Stored data entries:
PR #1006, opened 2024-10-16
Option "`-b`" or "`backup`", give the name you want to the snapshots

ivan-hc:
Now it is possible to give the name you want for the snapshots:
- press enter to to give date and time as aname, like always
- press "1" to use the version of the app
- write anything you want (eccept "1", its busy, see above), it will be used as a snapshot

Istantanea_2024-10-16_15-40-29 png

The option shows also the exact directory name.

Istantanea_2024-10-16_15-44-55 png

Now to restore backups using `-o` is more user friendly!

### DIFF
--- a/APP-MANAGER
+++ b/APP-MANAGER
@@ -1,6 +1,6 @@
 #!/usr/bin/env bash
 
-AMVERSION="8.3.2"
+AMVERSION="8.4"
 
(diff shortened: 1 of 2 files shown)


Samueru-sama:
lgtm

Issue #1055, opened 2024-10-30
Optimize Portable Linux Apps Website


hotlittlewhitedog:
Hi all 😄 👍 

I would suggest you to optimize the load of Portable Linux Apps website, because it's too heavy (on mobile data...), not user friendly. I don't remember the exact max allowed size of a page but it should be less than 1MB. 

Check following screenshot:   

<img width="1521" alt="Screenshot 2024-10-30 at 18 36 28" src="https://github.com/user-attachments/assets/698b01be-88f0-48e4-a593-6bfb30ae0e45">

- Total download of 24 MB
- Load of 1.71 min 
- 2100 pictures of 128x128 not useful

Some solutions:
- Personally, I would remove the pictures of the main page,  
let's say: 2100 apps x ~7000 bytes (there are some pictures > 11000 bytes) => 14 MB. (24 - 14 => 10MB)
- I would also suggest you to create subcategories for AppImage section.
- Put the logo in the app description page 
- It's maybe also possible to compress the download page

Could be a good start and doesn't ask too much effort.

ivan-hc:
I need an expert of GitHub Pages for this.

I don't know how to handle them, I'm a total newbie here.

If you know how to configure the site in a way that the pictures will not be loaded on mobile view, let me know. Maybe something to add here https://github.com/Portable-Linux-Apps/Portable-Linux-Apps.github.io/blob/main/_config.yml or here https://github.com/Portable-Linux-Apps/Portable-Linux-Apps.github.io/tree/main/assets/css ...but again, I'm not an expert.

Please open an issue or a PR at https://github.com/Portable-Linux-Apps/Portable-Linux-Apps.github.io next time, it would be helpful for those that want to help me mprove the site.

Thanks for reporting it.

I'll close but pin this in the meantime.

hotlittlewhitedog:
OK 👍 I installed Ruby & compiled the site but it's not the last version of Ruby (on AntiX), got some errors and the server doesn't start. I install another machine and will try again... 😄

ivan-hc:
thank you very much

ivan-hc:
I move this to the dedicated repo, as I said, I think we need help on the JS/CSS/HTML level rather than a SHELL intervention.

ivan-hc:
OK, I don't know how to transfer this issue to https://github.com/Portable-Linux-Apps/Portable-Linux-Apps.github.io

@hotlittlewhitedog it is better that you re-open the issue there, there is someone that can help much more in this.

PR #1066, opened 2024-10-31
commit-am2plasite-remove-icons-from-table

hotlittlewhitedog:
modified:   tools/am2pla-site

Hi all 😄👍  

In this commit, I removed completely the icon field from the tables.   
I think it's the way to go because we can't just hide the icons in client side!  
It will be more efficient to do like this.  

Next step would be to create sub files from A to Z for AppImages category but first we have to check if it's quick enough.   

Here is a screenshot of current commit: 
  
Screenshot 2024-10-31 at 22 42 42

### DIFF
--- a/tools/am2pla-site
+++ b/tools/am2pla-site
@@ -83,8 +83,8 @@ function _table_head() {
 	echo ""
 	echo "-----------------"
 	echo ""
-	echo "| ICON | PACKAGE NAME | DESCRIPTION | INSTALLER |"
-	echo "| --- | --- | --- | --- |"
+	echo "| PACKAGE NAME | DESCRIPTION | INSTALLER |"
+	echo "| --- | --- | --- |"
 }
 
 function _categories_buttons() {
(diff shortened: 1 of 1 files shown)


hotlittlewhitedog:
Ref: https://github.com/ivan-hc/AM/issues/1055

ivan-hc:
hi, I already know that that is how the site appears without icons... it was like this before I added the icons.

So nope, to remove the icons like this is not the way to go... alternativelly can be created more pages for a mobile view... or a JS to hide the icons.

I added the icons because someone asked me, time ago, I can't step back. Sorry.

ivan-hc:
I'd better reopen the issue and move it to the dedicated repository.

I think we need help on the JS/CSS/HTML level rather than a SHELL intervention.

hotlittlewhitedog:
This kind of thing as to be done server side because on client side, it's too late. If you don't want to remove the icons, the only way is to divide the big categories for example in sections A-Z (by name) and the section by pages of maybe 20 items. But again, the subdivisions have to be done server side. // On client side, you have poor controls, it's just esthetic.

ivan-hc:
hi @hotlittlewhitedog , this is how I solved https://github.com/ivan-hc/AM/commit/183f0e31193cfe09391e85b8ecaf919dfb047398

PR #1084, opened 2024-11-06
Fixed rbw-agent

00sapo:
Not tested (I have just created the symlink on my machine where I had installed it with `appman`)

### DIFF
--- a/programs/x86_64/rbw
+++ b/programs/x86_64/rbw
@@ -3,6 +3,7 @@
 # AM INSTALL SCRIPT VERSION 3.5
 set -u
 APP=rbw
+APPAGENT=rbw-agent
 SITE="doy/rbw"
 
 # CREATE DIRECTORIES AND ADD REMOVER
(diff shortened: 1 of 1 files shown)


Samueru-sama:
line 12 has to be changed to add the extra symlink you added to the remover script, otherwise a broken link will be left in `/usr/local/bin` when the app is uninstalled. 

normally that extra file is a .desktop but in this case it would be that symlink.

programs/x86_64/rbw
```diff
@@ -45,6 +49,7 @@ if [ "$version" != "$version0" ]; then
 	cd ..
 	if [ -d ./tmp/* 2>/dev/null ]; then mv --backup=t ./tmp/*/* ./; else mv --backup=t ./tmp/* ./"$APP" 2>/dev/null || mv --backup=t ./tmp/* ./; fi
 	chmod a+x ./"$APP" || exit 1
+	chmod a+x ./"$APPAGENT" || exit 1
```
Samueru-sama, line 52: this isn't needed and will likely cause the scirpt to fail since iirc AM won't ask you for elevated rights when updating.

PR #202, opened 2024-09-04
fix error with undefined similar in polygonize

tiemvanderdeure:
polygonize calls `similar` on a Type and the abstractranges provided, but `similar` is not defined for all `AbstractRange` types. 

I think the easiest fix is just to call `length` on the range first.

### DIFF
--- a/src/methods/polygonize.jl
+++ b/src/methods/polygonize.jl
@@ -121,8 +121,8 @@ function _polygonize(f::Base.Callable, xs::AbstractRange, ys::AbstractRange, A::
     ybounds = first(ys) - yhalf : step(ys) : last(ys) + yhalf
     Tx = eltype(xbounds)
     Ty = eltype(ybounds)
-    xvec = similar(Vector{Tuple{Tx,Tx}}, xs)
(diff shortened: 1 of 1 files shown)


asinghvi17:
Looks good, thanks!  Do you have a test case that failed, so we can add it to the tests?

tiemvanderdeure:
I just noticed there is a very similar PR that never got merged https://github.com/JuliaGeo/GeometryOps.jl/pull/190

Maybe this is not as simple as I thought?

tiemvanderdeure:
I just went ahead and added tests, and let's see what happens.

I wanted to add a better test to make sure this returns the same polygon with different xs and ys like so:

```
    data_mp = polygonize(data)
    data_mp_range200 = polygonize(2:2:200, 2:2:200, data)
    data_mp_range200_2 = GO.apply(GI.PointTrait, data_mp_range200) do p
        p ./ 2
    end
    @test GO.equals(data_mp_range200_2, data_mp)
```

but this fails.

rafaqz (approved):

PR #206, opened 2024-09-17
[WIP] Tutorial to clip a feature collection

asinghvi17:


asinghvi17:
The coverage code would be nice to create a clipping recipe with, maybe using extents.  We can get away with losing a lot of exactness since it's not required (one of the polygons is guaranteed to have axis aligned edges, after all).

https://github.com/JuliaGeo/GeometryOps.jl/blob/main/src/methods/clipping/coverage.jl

**TASK BRIEF**. Every entry is to be printed exactly as given.

**OUTPUT FOR THIS EXERCISE**.
PR #1006, opened 2024-10-16
Option "`-b`" or "`backup`", give the name you want to the snapshots

ivan-hc:
Now it is possible to give the name you want for the snapshots:
- press enter to to give date and time as aname, like always
- press "1" to use the version of the app
- write anything you want (eccept "1", its busy, see above), it will be used as a snapshot

Istantanea_2024-10-16_15-40-29 png

The option shows also the exact directory name.

Istantanea_2024-10-16_15-44-55 png

Now to restore backups using `-o` is more user friendly!

### DIFF
--- a/APP-MANAGER
+++ b/APP-MANAGER
@@ -1,6 +1,6 @@
 #!/usr/bin/env bash
 
-AMVERSION="8.3.2"
+AMVERSION="8.4"
 
(diff shortened: 1 of 2 files shown)


Samueru-sama:
lgtm

Issue #1055, opened 2024-10-30
Optimize Portable Linux Apps Website


hotlittlewhitedog:
Hi all 😄 👍 

I would suggest you to optimize the load of Portable Linux Apps website, because it's too heavy (on mobile data...), not user friendly. I don't remember the exact max allowed size of a page but it should be less than 1MB. 

Check following screenshot:   

<img width="1521" alt="Screenshot 2024-10-30 at 18 36 28" src="https://github.com/user-attachments/assets/698b01be-88f0-48e4-a593-6bfb30ae0e45">

- Total download of 24 MB
- Load of 1.71 min 
- 2100 pictures of 128x128 not useful

Some solutions:
- Personally, I would remove the pictures of the main page,  
let's say: 2100 apps x ~7000 bytes (there are some pictures > 11000 bytes) => 14 MB. (24 - 14 => 10MB)
- I would also suggest you to create subcategories for AppImage section.
- Put the logo in the app description page 
- It's maybe also possible to compress the download page

Could be a good start and doesn't ask too much effort.

ivan-hc:
I need an expert of GitHub Pages for this.

I don't know how to handle them, I'm a total newbie here.

If you know how to configure the site in a way that the pictures will not be loaded on mobile view, let me know. Maybe something to add here https://github.com/Portable-Linux-Apps/Portable-Linux-Apps.github.io/blob/main/_config.yml or here https://github.com/Portable-Linux-Apps/Portable-Linux-Apps.github.io/tree/main/assets/css ...but again, I'm not an expert.

Please open an issue or a PR at https://github.com/Portable-Linux-Apps/Portable-Linux-Apps.github.io next time, it would be helpful for those that want to help me mprove the site.

Thanks for reporting it.

I'll close but pin this in the meantime.

hotlittlewhitedog:
OK 👍 I installed Ruby & compiled the site but it's not the last version of Ruby (on AntiX), got some errors and the server doesn't start. I install another machine and will try again... 😄

ivan-hc:
thank you very much

ivan-hc:
I move this to the dedicated repo, as I said, I think we need help on the JS/CSS/HTML level rather than a SHELL intervention.

ivan-hc:
OK, I don't know how to transfer this issue to https://github.com/Portable-Linux-Apps/Portable-Linux-Apps.github.io

@hotlittlewhitedog it is better that you re-open the issue there, there is someone that can help much more in this.

PR #1066, opened 2024-10-31
commit-am2plasite-remove-icons-from-table

hotlittlewhitedog:
modified:   tools/am2pla-site

Hi all 😄👍  

In this commit, I removed completely the icon field from the tables.   
I think it's the way to go because we can't just hide the icons in client side!  
It will be more efficient to do like this.  

Next step would be to create sub files from A to Z for AppImages category but first we have to check if it's quick enough.   

Here is a screenshot of current commit: 
  
Screenshot 2024-10-31 at 22 42 42

### DIFF
--- a/tools/am2pla-site
+++ b/tools/am2pla-site
@@ -83,8 +83,8 @@ function _table_head() {
 	echo ""
 	echo "-----------------"
 	echo ""
-	echo "| ICON | PACKAGE NAME | DESCRIPTION | INSTALLER |"
-	echo "| --- | --- | --- | --- |"
+	echo "| PACKAGE NAME | DESCRIPTION | INSTALLER |"
+	echo "| --- | --- | --- |"
 }
 
 function _categories_buttons() {
(diff shortened: 1 of 1 files shown)


hotlittlewhitedog:
Ref: https://github.com/ivan-hc/AM/issues/1055

ivan-hc:
hi, I already know that that is how the site appears without icons... it was like this before I added the icons.

So nope, to remove the icons like this is not the way to go... alternativelly can be created more pages for a mobile view... or a JS to hide the icons.

I added the icons because someone asked me, time ago, I can't step back. Sorry.

ivan-hc:
I'd better reopen the issue and move it to the dedicated repository.

I think we need help on the JS/CSS/HTML level rather than a SHELL intervention.

hotlittlewhitedog:
This kind of thing as to be done server side because on client side, it's too late. If you don't want to remove the icons, the only way is to divide the big categories for example in sections A-Z (by name) and the section by pages of maybe 20 items. But again, the subdivisions have to be done server side. // On client side, you have poor controls, it's just esthetic.

ivan-hc:
hi @hotlittlewhitedog , this is how I solved https://github.com/ivan-hc/AM/commit/183f0e31193cfe09391e85b8ecaf919dfb047398

PR #1084, opened 2024-11-06
Fixed rbw-agent

00sapo:
Not tested (I have just created the symlink on my machine where I had installed it with `appman`)

### DIFF
--- a/programs/x86_64/rbw
+++ b/programs/x86_64/rbw
@@ -3,6 +3,7 @@
 # AM INSTALL SCRIPT VERSION 3.5
 set -u
 APP=rbw
+APPAGENT=rbw-agent
 SITE="doy/rbw"
 
 # CREATE DIRECTORIES AND ADD REMOVER
(diff shortened: 1 of 1 files shown)


Samueru-sama:
line 12 has to be changed to add the extra symlink you added to the remover script, otherwise a broken link will be left in `/usr/local/bin` when the app is uninstalled. 

normally that extra file is a .desktop but in this case it would be that symlink.

programs/x86_64/rbw
```diff
@@ -45,6 +49,7 @@ if [ "$version" != "$version0" ]; then
 	cd ..
 	if [ -d ./tmp/* 2>/dev/null ]; then mv --backup=t ./tmp/*/* ./; else mv --backup=t ./tmp/* ./"$APP" 2>/dev/null || mv --backup=t ./tmp/* ./; fi
 	chmod a+x ./"$APP" || exit 1
+	chmod a+x ./"$APPAGENT" || exit 1
```
Samueru-sama, line 52: this isn't needed and will likely cause the scirpt to fail since iirc AM won't ask you for elevated rights when updating.

PR #202, opened 2024-09-04
fix error with undefined similar in polygonize

tiemvanderdeure:
polygonize calls `similar` on a Type and the abstractranges provided, but `similar` is not defined for all `AbstractRange` types. 

I think the easiest fix is just to call `length` on the range first.

### DIFF
--- a/src/methods/polygonize.jl
+++ b/src/methods/polygonize.jl
@@ -121,8 +121,8 @@ function _polygonize(f::Base.Callable, xs::AbstractRange, ys::AbstractRange, A::
     ybounds = first(ys) - yhalf : step(ys) : last(ys) + yhalf
     Tx = eltype(xbounds)
     Ty = eltype(ybounds)
-    xvec = similar(Vector{Tuple{Tx,Tx}}, xs)
(diff shortened: 1 of 1 files shown)


asinghvi17:
Looks good, thanks!  Do you have a test case that failed, so we can add it to the tests?

tiemvanderdeure:
I just noticed there is a very similar PR that never got merged https://github.com/JuliaGeo/GeometryOps.jl/pull/190

Maybe this is not as simple as I thought?

tiemvanderdeure:
I just went ahead and added tests, and let's see what happens.

I wanted to add a better test to make sure this returns the same polygon with different xs and ys like so:

```
    data_mp = polygonize(data)
    data_mp_range200 = polygonize(2:2:200, 2:2:200, data)
    data_mp_range200_2 = GO.apply(GI.PointTrait, data_mp_range200) do p
        p ./ 2
    end
    @test GO.equals(data_mp_range200_2, data_mp)
```

but this fails.

rafaqz (approved):

PR #206, opened 2024-09-17
[WIP] Tutorial to clip a feature collection

asinghvi17:


asinghvi17:
The coverage code would be nice to create a clipping recipe with, maybe using extents.  We can get away with losing a lot of exactness since it's not required (one of the polygons is guaranteed to have axis aligned edges, after all).

https://github.com/JuliaGeo/GeometryOps.jl/blob/main/src/methods/clipping/coverage.jl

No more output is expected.